(Saved entries)

━━━━━━

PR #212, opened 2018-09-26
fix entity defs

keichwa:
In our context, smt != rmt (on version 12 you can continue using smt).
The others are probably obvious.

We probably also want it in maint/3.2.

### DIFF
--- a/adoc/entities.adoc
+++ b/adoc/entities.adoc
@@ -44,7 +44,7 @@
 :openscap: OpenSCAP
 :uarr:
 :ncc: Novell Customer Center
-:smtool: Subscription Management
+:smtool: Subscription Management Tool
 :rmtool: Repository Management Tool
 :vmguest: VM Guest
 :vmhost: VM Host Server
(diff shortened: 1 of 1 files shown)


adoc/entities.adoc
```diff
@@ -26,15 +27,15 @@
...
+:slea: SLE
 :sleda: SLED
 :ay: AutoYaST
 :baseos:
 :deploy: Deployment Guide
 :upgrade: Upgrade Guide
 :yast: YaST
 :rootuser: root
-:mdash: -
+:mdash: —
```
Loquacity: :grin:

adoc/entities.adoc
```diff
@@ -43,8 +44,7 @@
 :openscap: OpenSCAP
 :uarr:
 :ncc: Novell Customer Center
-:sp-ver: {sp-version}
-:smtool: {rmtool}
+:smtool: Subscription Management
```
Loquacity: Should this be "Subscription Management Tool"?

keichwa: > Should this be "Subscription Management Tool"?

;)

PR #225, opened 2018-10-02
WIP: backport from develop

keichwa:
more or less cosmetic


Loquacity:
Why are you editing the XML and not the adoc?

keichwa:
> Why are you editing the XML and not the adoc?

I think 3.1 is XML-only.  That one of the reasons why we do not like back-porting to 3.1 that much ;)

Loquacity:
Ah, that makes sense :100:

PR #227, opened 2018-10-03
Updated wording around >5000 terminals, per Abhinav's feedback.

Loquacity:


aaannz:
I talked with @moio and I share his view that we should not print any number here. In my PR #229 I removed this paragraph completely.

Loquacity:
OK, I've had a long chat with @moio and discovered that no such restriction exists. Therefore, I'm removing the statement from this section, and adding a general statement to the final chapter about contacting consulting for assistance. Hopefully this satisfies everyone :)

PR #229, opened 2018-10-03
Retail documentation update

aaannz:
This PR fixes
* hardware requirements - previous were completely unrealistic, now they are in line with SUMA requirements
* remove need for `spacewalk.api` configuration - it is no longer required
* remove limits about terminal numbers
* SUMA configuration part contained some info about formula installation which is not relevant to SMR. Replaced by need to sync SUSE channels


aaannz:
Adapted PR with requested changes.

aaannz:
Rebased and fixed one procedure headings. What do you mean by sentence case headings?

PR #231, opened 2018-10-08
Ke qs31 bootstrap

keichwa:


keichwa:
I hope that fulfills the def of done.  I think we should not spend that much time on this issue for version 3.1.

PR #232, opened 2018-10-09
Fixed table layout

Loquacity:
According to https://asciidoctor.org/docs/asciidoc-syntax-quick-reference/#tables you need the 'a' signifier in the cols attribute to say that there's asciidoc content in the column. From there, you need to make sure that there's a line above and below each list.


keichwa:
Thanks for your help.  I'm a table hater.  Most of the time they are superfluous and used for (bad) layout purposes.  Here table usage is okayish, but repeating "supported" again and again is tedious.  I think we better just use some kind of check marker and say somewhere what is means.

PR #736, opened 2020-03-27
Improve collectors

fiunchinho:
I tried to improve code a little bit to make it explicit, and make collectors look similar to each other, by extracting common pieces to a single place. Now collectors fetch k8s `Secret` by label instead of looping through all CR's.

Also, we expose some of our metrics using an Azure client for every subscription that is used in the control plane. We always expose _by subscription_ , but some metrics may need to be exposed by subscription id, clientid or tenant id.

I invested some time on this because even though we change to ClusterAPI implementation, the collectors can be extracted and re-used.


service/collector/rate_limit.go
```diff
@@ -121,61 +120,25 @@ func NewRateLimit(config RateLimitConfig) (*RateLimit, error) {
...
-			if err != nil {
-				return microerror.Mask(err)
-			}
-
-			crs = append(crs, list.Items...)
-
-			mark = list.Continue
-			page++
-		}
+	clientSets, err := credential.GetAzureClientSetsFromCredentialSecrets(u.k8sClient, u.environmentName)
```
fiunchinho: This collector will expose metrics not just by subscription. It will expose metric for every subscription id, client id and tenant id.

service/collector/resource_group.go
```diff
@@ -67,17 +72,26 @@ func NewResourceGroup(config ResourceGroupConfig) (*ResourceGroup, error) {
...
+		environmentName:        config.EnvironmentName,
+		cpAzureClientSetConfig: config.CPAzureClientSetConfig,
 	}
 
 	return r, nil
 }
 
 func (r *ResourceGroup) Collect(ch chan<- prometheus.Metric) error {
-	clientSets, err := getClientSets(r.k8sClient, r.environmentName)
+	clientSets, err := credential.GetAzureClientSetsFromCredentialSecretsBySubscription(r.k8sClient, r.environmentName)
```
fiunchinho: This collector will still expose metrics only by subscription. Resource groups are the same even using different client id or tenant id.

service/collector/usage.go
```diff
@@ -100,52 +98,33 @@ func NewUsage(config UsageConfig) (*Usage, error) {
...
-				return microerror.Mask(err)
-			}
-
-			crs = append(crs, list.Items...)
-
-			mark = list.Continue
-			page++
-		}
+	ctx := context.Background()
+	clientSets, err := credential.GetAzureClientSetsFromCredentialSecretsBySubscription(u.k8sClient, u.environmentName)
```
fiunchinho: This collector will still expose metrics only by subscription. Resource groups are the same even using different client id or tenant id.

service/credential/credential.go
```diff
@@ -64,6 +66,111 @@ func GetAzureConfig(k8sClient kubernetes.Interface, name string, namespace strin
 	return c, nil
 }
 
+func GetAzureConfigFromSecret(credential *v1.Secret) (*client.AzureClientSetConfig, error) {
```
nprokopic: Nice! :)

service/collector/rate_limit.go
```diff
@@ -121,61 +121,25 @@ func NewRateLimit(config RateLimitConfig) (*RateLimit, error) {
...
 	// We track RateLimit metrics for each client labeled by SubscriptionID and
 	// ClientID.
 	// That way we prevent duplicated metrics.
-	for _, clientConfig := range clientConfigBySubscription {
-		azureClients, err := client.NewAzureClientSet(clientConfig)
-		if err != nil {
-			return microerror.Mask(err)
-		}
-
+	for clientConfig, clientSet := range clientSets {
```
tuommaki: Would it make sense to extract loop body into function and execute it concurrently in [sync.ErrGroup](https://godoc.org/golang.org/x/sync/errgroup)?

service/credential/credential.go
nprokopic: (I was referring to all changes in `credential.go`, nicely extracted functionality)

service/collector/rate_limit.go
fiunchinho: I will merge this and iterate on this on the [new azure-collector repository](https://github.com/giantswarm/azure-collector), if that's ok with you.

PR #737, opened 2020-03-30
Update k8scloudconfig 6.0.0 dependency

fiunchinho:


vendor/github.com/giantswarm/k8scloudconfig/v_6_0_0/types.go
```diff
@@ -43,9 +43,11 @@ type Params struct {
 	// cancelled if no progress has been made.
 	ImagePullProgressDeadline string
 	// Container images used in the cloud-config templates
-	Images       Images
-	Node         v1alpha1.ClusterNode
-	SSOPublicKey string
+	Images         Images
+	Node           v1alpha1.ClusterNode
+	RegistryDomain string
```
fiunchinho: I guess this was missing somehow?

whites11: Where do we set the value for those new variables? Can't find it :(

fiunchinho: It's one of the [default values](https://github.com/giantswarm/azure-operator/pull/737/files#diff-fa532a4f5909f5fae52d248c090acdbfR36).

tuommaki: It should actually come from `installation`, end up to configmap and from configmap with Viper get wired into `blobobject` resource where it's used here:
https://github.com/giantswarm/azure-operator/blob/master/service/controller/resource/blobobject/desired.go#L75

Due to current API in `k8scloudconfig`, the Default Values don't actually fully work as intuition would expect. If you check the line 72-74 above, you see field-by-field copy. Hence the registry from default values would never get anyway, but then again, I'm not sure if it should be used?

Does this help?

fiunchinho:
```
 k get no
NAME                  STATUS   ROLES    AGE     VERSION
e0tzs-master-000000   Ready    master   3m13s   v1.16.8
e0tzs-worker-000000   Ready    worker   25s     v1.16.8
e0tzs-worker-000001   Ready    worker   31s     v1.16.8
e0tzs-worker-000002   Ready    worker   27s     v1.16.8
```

━━━━━━

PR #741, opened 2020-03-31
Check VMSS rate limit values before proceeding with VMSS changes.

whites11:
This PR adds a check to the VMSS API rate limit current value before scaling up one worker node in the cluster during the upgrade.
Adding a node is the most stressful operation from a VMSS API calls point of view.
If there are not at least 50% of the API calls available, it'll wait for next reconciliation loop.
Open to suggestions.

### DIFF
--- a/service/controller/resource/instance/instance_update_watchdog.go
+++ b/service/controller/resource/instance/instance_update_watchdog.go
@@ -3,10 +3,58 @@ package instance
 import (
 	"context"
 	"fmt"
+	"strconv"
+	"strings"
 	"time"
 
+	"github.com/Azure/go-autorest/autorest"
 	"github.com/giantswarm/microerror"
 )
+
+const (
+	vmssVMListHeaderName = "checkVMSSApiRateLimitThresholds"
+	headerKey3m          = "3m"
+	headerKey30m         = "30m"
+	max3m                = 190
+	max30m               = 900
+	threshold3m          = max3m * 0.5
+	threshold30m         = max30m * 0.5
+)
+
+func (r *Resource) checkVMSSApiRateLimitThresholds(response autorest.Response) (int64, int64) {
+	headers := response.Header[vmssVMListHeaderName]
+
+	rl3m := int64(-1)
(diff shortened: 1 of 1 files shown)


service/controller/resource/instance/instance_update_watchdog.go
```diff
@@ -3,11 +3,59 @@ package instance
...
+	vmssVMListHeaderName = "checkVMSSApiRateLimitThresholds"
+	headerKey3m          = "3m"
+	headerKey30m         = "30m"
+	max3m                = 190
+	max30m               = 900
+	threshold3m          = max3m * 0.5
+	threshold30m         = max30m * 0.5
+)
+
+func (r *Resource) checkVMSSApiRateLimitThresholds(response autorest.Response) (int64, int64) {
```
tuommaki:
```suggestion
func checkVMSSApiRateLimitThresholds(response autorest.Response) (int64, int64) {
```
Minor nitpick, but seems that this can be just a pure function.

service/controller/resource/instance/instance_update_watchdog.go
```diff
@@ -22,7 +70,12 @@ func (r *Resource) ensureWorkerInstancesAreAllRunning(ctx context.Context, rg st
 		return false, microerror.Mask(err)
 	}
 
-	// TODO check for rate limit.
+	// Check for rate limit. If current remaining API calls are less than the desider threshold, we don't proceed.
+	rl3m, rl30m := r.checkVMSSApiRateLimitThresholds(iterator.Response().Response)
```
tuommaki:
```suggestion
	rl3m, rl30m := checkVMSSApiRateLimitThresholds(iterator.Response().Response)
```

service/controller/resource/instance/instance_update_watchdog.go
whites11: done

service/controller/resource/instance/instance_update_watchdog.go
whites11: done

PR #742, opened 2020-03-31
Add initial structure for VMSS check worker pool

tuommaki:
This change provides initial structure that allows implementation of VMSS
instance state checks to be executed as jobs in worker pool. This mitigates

━━━━━━

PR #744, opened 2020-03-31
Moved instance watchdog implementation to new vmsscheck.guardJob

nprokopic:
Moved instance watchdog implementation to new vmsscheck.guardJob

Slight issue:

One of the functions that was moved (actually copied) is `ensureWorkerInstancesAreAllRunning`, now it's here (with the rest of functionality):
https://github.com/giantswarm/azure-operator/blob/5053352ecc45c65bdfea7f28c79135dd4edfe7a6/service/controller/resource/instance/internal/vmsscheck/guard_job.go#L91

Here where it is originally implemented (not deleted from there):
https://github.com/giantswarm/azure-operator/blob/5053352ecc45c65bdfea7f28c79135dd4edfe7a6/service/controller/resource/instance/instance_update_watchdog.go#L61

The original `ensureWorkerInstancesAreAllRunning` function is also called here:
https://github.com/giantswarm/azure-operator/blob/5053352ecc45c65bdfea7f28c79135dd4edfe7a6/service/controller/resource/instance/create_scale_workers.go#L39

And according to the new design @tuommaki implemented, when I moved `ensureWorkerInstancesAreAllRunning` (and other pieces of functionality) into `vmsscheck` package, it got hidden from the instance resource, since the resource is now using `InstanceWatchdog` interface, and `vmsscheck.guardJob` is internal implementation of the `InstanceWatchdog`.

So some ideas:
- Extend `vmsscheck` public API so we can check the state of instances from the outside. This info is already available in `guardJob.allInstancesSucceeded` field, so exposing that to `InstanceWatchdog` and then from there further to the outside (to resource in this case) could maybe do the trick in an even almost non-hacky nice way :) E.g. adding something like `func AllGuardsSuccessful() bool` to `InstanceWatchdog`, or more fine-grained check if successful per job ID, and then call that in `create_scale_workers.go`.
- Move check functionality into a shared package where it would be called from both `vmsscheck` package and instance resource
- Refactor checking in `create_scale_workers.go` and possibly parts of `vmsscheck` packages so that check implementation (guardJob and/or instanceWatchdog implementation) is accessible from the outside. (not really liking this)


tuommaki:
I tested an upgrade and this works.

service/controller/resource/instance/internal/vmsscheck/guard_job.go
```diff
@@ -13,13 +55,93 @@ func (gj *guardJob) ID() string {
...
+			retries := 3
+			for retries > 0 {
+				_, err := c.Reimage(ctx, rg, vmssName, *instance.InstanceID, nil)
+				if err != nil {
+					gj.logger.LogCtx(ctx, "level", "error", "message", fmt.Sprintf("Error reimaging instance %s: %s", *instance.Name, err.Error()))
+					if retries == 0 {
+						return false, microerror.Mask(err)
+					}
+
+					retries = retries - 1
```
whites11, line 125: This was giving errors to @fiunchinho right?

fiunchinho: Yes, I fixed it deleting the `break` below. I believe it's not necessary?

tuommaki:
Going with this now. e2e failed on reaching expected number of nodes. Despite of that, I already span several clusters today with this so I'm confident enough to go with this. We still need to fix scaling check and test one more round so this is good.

━━━━━━

Task directions. From the entries above, print the lines beginning at the one with "PR #212, opened 2018-09-26" and stopping after the one with "This PR fixes", exactly as written and with nothing else.

Result for this exercise.
PR #212, opened 2018-09-26
fix entity defs

keichwa:
In our context, smt != rmt (on version 12 you can continue using smt).
The others are probably obvious.

We probably also want it in maint/3.2.

### DIFF
--- a/adoc/entities.adoc
+++ b/adoc/entities.adoc
@@ -44,7 +44,7 @@
 :openscap: OpenSCAP
 :uarr:
 :ncc: Novell Customer Center
-:smtool: Subscription Management
+:smtool: Subscription Management Tool
 :rmtool: Repository Management Tool
 :vmguest: VM Guest
 :vmhost: VM Host Server
(diff shortened: 1 of 1 files shown)


adoc/entities.adoc
```diff
@@ -26,15 +27,15 @@
...
+:slea: SLE
 :sleda: SLED
 :ay: AutoYaST
 :baseos:
 :deploy: Deployment Guide
 :upgrade: Upgrade Guide
 :yast: YaST
 :rootuser: root
-:mdash: -
+:mdash: —
```
Loquacity: :grin:

adoc/entities.adoc
```diff
@@ -43,8 +44,7 @@
 :openscap: OpenSCAP
 :uarr:
 :ncc: Novell Customer Center
-:sp-ver: {sp-version}
-:smtool: {rmtool}
+:smtool: Subscription Management
```
Loquacity: Should this be "Subscription Management Tool"?

keichwa: > Should this be "Subscription Management Tool"?

;)

PR #225, opened 2018-10-02
WIP: backport from develop

keichwa:
more or less cosmetic


Loquacity:
Why are you editing the XML and not the adoc?

keichwa:
> Why are you editing the XML and not the adoc?

I think 3.1 is XML-only.  That one of the reasons why we do not like back-porting to 3.1 that much ;)

Loquacity:
Ah, that makes sense :100:

PR #227, opened 2018-10-03
Updated wording around >5000 terminals, per Abhinav's feedback.

Loquacity:


aaannz:
I talked with @moio and I share his view that we should not print any number here. In my PR #229 I removed this paragraph completely.

Loquacity:
OK, I've had a long chat with @moio and discovered that no such restriction exists. Therefore, I'm removing the statement from this section, and adding a general statement to the final chapter about contacting consulting for assistance. Hopefully this satisfies everyone :)

PR #229, opened 2018-10-03
Retail documentation update

aaannz:
This PR fixes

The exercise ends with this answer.